Got it all leveled out. Was quite suprised that my floor wasn't that far out of level after having a 125 then a 180 on it for a couple of years. Maybe there's something to be said for older houses eh?










Got eggcrate on the bottom and some eggcrate painted black across the back and up the side a little to protect the glass.



















Sand in.










Rocks and some water.



















The finished product. Full :dancing:



















But who's kidding who? 
We all know they're never finished. :lol:


----------



## jchild40 (Mar 20, 2010)

The set up is fantastic! I can't wait to see what you stock it with!


----------



## Steve C (Oct 9, 2011)

How come you decided against the BG you were workin' on? You had a real nice look to it going in those last pics back a couple months ago.


----------



## Dieselfool (Aug 11, 2010)

Steve C said:


> How come you decided against the BG you were workin' on? You had a real nice look to it going in those last pics back a couple months ago.


Can't explain it. Just didn't like it. So instead of spending another week carving, and another week coating and curing, I just decided to go with the standared black painted glass with rock look. I have access to unlimited amounts of the black(ish) rock, (although I can't pick it once the snow is down) and I had this in my old 125 and it really made the color of the fish pop.
Pics of the old 125 below.



















So right now I have it up and running with just one of the two FX5s that will be on it, with all the bio-media from a Ehiem 2217 off my Daughter in-laws tank thats been up and running for a couple of years now. I also added 50 gal from her tank when I filled it up. Timed her water change with my fill-up. I know water doesn't add that much bio-mass, but hey, every little bit helps right? Besides, who wants to wait and do a full cycle if they don't have to? So right now I have 3 Monos in just to keep the cycle going till I can go Cichlid shopping.



jchild40 said:


> The set up is fantastic! I can't wait to see what you stock it with!

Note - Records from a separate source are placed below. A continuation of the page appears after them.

PR #4514, opened 2026-07-08
fix(azure-iptables-monitor): build with Go 1.25 to remediate CVE-2026-39825

rejain789:
## Summary

The published `azure-iptables-monitor` image (`mcr.microsoft.com/containernetworking/azure-iptables-monitor`) ships the `iptables-monitor` and `azure-block-iptables` binaries built with **Go stdlib 1.24.13**, which is affected by **CVE-2026-39825** (gobinary, published 2026-05-07). The fix is available in Go **1.25.10+** / **1.26.3+**.

This PR bumps **only** this component's Go builder to the **1.25** line, leaving the shared `GO_IMG` (1.24) and all other components unchanged.

## Why this scope works

`.pipelines/build/scripts/install-go.sh` resolves the host Go toolchain **per-component** by reading the `FROM ... golang ... AS go` line from `${name}/Dockerfile`. So pinning `azure-iptables-monitor/Dockerfile` to Go 1.25 fixes **both** build paths:
- **Pipeline (production image):** `install-go.sh` (name=`azure-iptables-monitor`) installs Go 1.25, then `.pipelines/build/scripts/azure-iptables-monitor.sh` compiles the binaries.
- **Local/dev:** the component `Dockerfile` `FROM go` stages compile with Go 1.25 directly.

Precedent: `npm` is already pinned to Go 1.25 independently of the shared image.

## Version pinned

`mcr.microsoft.com/oss/go/microsoft/golang:1.25-azurelinux3.0` → digest `sha256:a5480db3...` = **Go 1.25.12** (≥ 1.25.10 ✓).

## FIPS / crypto handling

Per the MS Go FIPS docs, **since Go 1.25 `systemcrypto` (cgo/OpenSSL) is the default backend**. With `CGO_ENABLED=0` and crypto stdlib dependencies (both binaries import `crypto/*`), the build now **fails** unless systemcrypto is disabled — the cgo-less OpenSSL backend does not exist until Go 1.26 (`ms_nocgo_opensslcrypto`) / 1.27 (default).

We set **`MS_GO_NOSYSTEMCRYPTO=1`** on every `CGO_ENABLED=0` `go build`/`go generate` for this image's binaries (mirroring the existing `npm` Dockerfiles). This preserves the exact pure-Go, static-binary crypto posture the component already had on Go 1.24 — no FIPS regression, just patched stdlib.

## Files changed (azure-iptables-monitor only)

| File | Change |
|---|---|
| `azure-iptables-monitor/Dockerfile.tmpl` | Pin Go builder to 1.25; add `MS_GO_NOSYSTEMCRYPTO=1` to CGO=0 build/generate |
| `azure-iptables-monitor/Dockerfile` (generated) | Regenerated to match template |
| `.pipelines/build/scripts/azure-iptables-monitor.sh` | `export MS_GO_NOSYSTEMCRYPTO=1` (production build path) |
| `Makefile` | `MS_GO_NOSYSTEMCRYPTO=1` on `azure-iptables-monitor-binary` and `azure-block-iptables-binary` |

## Validation

- `install-go.sh` correctly parses the new pinned image from the Dockerfile.
- Rendered template == committed `Dockerfile` (baseimages `make dockerfiles` diff check passes).
- Smoke build of `iptables-monitor` with `MS_GO_NOSYSTEMCRYPTO=1 CGO_ENABLED=0` succeeds.

## Notes

- The shared `GO_IMG` remains 1.24; the go-version-check digest-refresh automation targets the shared image only and won't touch this pin. When the repo moves to 1.25/1.26 repo-wide, this component should be re-templated back onto the shared `{{.GO_PIN}}`.

### DIFF
--- a/.pipelines/build/scripts/azure-iptables-monitor.sh
+++ b/.pipelines/build/scripts/azure-iptables-monitor.sh
@@ -5,6 +5,9 @@ set -eux
 FILE_EXT=''
 
 export CGO_ENABLED=0
+# MS Go 1.25 makes systemcrypto (cgo/OpenSSL) the default backend; with CGO_ENABLED=0
+# and crypto stdlib deps the build fails, so disable it to keep the pure-Go static build.
+export MS_GO_NOSYSTEMCRYPTO=1
 export C_INCLUDE_PATH=/usr/include/bpf
 
 mkdir -p "$OUT_DIR"/bin
--- a/Makefile
+++ b/Makefile
@@ -207,8 +207,8 @@ endif
 
 # Build the azure-block-iptables binary.
 azure-block-iptables-binary: bpf-lib
-	cd $(AZURE_BLOCK_IPTABLES_DIR) && CGO_ENABLED=0 go generate ./...
-	cd $(AZURE_BLOCK_IPTABLES_DIR)/cmd/azure-block-iptables && CGO_ENABLED=0 go build -v -o $(AZURE_BLOCK_IPTABLES_BUILD_DIR)/azure-block-iptables$(EXE_EXT) -ldflags "-X main.version=$(AZURE_BLOCK_IPTABLES_VERSION)" -gcflags="-dwarflocationlists=true"
+	cd $(AZURE_BLOCK_IPTABLES_DIR) && MS_GO_NOSYSTEMCRYPTO=1 CGO_ENABLED=0 go generate ./...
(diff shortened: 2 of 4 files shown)


timraymond (approved):
I'm pretty sure this is a false positive CVE since it deals with reverse proxies. `azure-iptables-monitor` doesn't appear to directly use `httputil.ReverseProxy` at all, and it's doubtful that any of its dependencies do in the way that they're used.  I've found these scanners have a tendency to cry wolf a lot and don't actually look at which packages are used. I'm curious what `govulncheck` has to say about this one (which does the right thing).

That said though, upgrading to Go 1.25 is a good thing regardless, so I support this.

PR #4525, opened 2026-07-13
fix: skip aks-preview install if already present to avoid checksum failures

behzad-mir:
## Problem
The `az extension add --name aks-preview` command fails with:
```
ERROR: The checksum of the extension does not match the expected value.
```
This blocks all integration tests that create clusters.

## Fix
- Skip install if `aks-preview` is already present on the agent
- Tolerate `az extension update` failures gracefully (CDN propagation issues)

## Change
```makefile
# Before
@$(AZCLI) extension add --name aks-preview --yes
@$(AZCLI) extension update --name aks-preview

# After
@$(AZCLI) extension show --name aks-preview &>/dev/null || $(AZCLI) extension add --name aks-preview --yes
@$(AZCLI) extension update --name aks-preview || true
```

### DIFF
--- a/hack/aks/Makefile
+++ b/hack/aks/Makefile
@@ -86,8 +86,8 @@ azlogin: ## Login and set account to $SUB
 	@$(AZCLI) account set -s $(SUB)
 
 azcfg: ## Set the $AZCLI to use aks-preview
-	@$(AZCLI) extension add --name aks-preview --yes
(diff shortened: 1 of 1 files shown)


behzad-mir:
Closing in favor of #4526 which provides a more comprehensive fix (fallback version pinning + centralizes all aks-preview installs through make target).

As far as stock goes, it's going to be filled with the standared Male Peacocks, and some of the larger male Hap predators IE: Commpressersip, Fusco, VC10, Livingstoni, you get the idea right? And I'm sure by the end of it all it may be somewhat overstocked, but hey gotta spread the aggession around right? Only thinking of my fish's heath ya know. :lol: 
So next week I'm on vacation, then it's Child shoppimg time. :dancing:


----------



## Dieselfool (Aug 11, 2010)

Time for an update.



















Got a few small Peacocks and some predator Haps. Don't pay any attention to the few oddballs(Monos and such) They are up for sale.

My Sunshine and Alhi.








Milomo.









And I even have one big Tang. This guy was a rescue that I coudn't turn my back on.
8" male Frontosa. Yup, he's no Hap, but I'm gonna keep him anyway.


----------



## lilscoots (Mar 13, 2012)

Tank and stand look great. I think you might want to put a small piece of wood or something inside the hood along the seam on the side where the hinged part and the stationary part come together just to cut out the light bleed there. also on the pics, that doesn't look like a milomo to me (lips are too small), looks more like a placidochromis johnstoni...


----------